Die speedyCLOUD kann auch Hybrid für Homeoffice genutzt werden. Dann kann der im Firmennetzwerk über den Firmenserver gearbeitet werden. Die Homeoffice Arbeitsplätze werden über die Cloud angebunden. Dies bedeutet dass der Firmenserver der Master-Client der speedyCLOUD ist.

Client-Installation

Die Installation von speedyCLOUD kann sich je nach Konfiguration unterscheiden. Dies ist eine Beispielinstallation.
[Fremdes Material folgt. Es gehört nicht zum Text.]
PR #3120, opened 2023-05-05
chore: Add support for Scala 2.12.18

tgodzik:


SethTisue:
2.12.18 is on Maven Central

PR #3129, opened 2023-05-22
Fixed .syntax on ifs with an inner if without an else

### LINKED ISSUE #3128: Syntax function does not return the correct value for Ifs with an inner if without an else
Using:
  - Scalameta version 4.7.7
  - Scala 2.13.10

Steps to reproduce:
```scala
import scala.meta._

val expr1 = q"if (someCondition1) println(123)"
val expr2 = q"if (someCondition2) ($expr1) else println(321)"

println(expr2.syntax) // this is incorrect
```

actual:
```scala
if (someCondition2) if (someCondition1) println(123) else println(321)
```

expected:
```scala
if (someCondition2) (if (someCondition1) println(123)) else println(321)

OR

if (someCondition2) if (someCondition1) println(123) else () else println(321)
```

---

The `.syntax` is changing the semantics of the expression which shouldn't happen.

RCMartins:
Fixes #3128

### DIFF
--- a/scalameta/trees/shared/src/main/scala/scala/meta/internal/prettyprinters/TreeSyntax.scala
+++ b/scalameta/trees/shared/src/main/scala/scala/meta/internal/prettyprinters/TreeSyntax.scala
@@ -86,7 +86,13 @@ object TreeSyntax {
     import SyntacticGroup.Type._, SyntacticGroup.Term._, SyntacticGroup.Pat._,
       SyntacticGroup.Literal, SyntacticGroup.Path
 
-    def p(og: SyntacticGroup, t: Tree, left: Boolean = false, right: Boolean = false) = {
+    def p(
+        og: SyntacticGroup,
+        t: Tree,
+        left: Boolean = false,
+        right: Boolean = false,
+        force: Boolean = false
+    ) = {
       def opNeedsParens(oo: String, io: String, customPrecedence: Boolean = true): Boolean = {
         def precedence(op: String) = if (customPrecedence) op.precedence else 0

Synchronisationsprogramm installieren

Der Administrator verteilt auf den Rechnern auf denen die speedyCLOUD installiert werden soll eine speedy-cloud-daemon.exe. Dieses Installationsprogramm führt die Installation des Synchronisierungsmechanismuses durch. Die EXE-Datei muss auf dem Client gestartet werden. Nach der Installation öffnet sich ein Fenster. In diesem Fenster wird ihre Synchronisation eingerichtet.
Der Dialog zur Abfrage des Standardordners mit „Weiter“ fortsetzen ohne etwas zu verändern.

Danach werden die Kontoinformationen abgefragt. Die Kontoinformationen werden vom Admin vorgegeben.

Die Standardbibliothek muss nicht synchronisiert werden.

Nachdem das Konto verifiziert ist muss das Programmverzeichnis synchronisieren werden. Hierzu mit Rechtsklick auf das Verzeichnis speedy7 und Herunterladen und synchronisieren auswählen!

Der Standard für eine speedyPDM-Installation sieht vor dass speedyPDM direkt unter C: installiert wird (Siehe Screenshot). Dies kann aber durch die jeweilige speedyPDM-Konfiguration verändert sein. Der Admin gibt den Standard vor.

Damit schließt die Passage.